# Journy To The Dark Side.



## rayrecrok (Nov 21, 2008)

Hi.

All my cave diving mates are as bonkers as a box of frogs, scrambling around with all the dive gear in freezing muddy water in the Dales, but even I would do .
this, put it on full screen for best viewing.

ray.


----------



## Penquin (Oct 15, 2007)

Stupendous - a really scenic dive BUT I always enjoyed the wildlife - and there is not a lot to be seen there, so not a dive that would tempt me......... 

Dave


----------



## MrsW (Feb 8, 2009)

That is just amazing and takes me back to my diving days. Is it true that all divers are mad as March Hares??


----------



## rayrecrok (Nov 21, 2008)

MrsW said:


> That is just amazing and takes me back to my diving days. Is it true that all divers are mad as March Hares??


Absolutely.

ray.


----------



## Mrplodd (Mar 4, 2008)

Ask yourself just one question (as in are all divers mad)

Would any sane person go cave diving, bearing in mind the fact that if anything goes wrong there is only one possible outcome???

Fantastic video though.


----------



## MrsW (Feb 8, 2009)

I never did cave diving - not my scene at all! Far too dangerous!


----------



## rayrecrok (Nov 21, 2008)

Mrplodd said:


> Ask yourself just one question (as in are all divers mad)
> 
> Would any sane person go cave diving, bearing in mind the fact that if anything goes wrong there is only one possible outcome???
> 
> Fantastic video though.


I refer the learned gentleman to the two previous posts..

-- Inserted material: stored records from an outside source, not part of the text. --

PR #75, opened 2020-05-25
Switch to on-demand customizable colors

anandrajeswaran:
### Platforms Impacted
- [x] iOS
- [ ] macOS

### Description of changes
- Introduce a `ColorProviding` protocol to allow FluentUI to ask for customizable colors on demand instead of requiring them all to be pushed before fluent ui is used. This will allow improved perf by adhering more to a pay-for-play model and will allow host apps to have simultaneous experiences showing different themes
- Deprecate `Colors.primary` and friends in favor of these APIs, but use those as a fallback in case a color provider is not set
- Modify all controls using these colors to only ask for a color when they have been added to a window, often relying on `viewDidAppear:` and `didMoveToWindow` override points
- `initializeAppearance` in `FluentUIframework` force loads from the bundle before it needs to and prevents simultaneous experiences with different themes by using the global UIAppearance for customization of iOS controls. Deprecate that variant and add a version that takes in a primary color and using the scoped versions UIAppearance APIs so appearance is only impacted if a named type is in the hierarchy. There are still some colors/images force loaded from the bundle in this path, but that can be figured out as a follow-up change.
- Add multi-window support to the demo apps and simplify the master/detail pattern since the built-in complexity from Xcode's default is not really needed. Now in the Colors demo, we can swap out the current UIWindow with a subclass that conforms to `ColorProviding` to have the colors dynamically update using the above pull model.
- **Breaking Change** - `navigationBarColor` in UINavigationItem extension renamed to `customNavigationBarColor`

### Verification
Click through all controls in all demos for the giant matrix of
- On iPad Pro (4th gen), iPhone 11 (notched), and iPhone 7 (not notched)
- iOS 12.4 and iOS 13.4
- Default, Green, and No theme (simulate client who hasn't adopted yet)
- Light and Dark Mode

| 
image
 | image
 |

### Pull request checklist

This PR has considered:

###### Microsoft Reviewers: [Open in CodeFlow](http://wpcp.azurewebsites.net/CodeFlowProtocolProxy2.php?pullrequest=https://github.com/microsoft/fluentui-apple/pull/75)


harrieshin:
can we add a note that MSFNavigationController api has changed for customNavigationBarColor? I think that is one of the "breaking change"?

harrieshin:
in your screen shot, there back button differs from the original. 1) there shouldn't be "back" text. (2) it should aways be gray unless it is "done" or checkmark button from barbuttonitems.swift ....

ios/FluentUI/People Picker/PeoplePicker.swift
```diff
@@ -328,8 +328,8 @@ open class PeoplePicker: BadgeField {
         guard let draggedBadge = draggedBadge,
             let personaBadgeDataSource = draggedBadge.dataSource as? PersonaBadgeViewDataSource,
             let destinationPeoplePicker = destinationBadgeField as? PeoplePicker else {
-            assertionFailure("Badge dataSource is not of type PersonaBadgeViewDataSource or destination badge field is not of type MSPeoplePicker")
-            return
+                assertionFailure("Badge dataSource is not of type PersonaBadgeViewDataSource or destination badge field is not of type MSPeoplePicker")
```
harrieshin, line 331: nit: while you are here do you mind changing it to MSFPeoplePicker?

ios/FluentUI/Tab Bar/TabBarItemView.swift
```diff
@@ -118,3 +130,5 @@ class TabBarItemView: UIView {
         imageView.highlightedImage = item.selectedImage(isInPortraitMode: isInPortraitMode)
     }
 }
+
+private let unselectedColor = Colors.foreground2c
```
harrieshin, line 134: is it out of scope to move the entire constant struct to the bottom?

ios/FluentUI/Table View/ActionsCell.swift
```diff
@@ -191,6 +194,10 @@ open class ActionsCell: UITableViewCell {
             )
         )
     }
+    open override func didMoveToWindow() {
```
harrieshin, line 197: super nit: new line

ios/FluentUI.Demo/FluentUI.Demo/Info.plist
```diff
@@ -31,8 +31,6 @@
 	<true/>
 	<key>UILaunchStoryboardName</key>
 	<string>LaunchScreen</string>
-	<key>UIMainStoryboardFile</key>
-	<string>Main</string>
```
harrieshin, line 35: should we also delete the storyboard file which declares a split view but we no longer implement split view delegate with your change?

ios/FluentUI.Demo/FluentUI.Demo/DemoColorThemeWindows.swift
```diff
@@ -0,0 +1,74 @@
+//
+//  Copyright (c) Microsoft Corporation. All rights reserved.
+//  Licensed under the MIT License.
+//
+
+import UIKit
+
+class DemoColorThemeDefaultWindow: UIWindow, ColorProviding {
```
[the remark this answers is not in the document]
anandrajeswaran: Yup, currently this happens by calling Colors.primary. As clients adopt and we fully deprecate that, the code in Colors.swift will call communicationBlue directly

That all my cave diving mates are bonkers.

And all divers in general are bonkers as well..

Nuff said?. :lol: :lol: :lol:

ray.


----------



## tonyt (May 25, 2005)

Without the bonkers divers, we wouldn't see such great clips. Thanks


----------



## Penquin (Oct 15, 2007)

Mind as I always commented - there's something a tad funny about dressing oneself up in tight fitting black rubber and then throwing yourself into cold water......... :lol: :lol: 

And I only did that about 6,500+ times......... :lol: 

but only 4 dives in caves - admittedly they were in the middle of the desert at the back end of Qatar....... - not many people can log going diving to 30m+ in a desert I'm sure........ 8O  

Dave


----------



## rayrecrok (Nov 21, 2008)

Penquin said:


> Mind as I always commented - there's something a tad funny about dressing oneself up in tight fitting black rubber and then throwing yourself into cold water......... :lol: :lol:
> 
> And I only did that about 6,500+ times......... :lol:
> 
> ...


I have done loads of dives deeper than that in deserts, every time we missed the wreck and ended up on the sandy sea bed when the shot line pulled out of the wreck.. :lol:

In two meter viz a wreck dive in the North sea at 50+ meters is not conducive to searching around for the wreck, sometimes you can home in on it with the furrow in the sand where the shot weight has pulled along with the tide..

Sometimes!.

But if you leave the shot line it means making a free ascent on the way up with a DSMB, and you quickly go into deco from that depth, and if there is is a good tide running you are quickly away from your boat cover while you are fizzing off :roll: .

ray.


----------



## Easyriders (May 16, 2011)

Thanks for that! Wish I'd got the nerve to do it (OH said "humph!" so I think that means he's a wimp like me!)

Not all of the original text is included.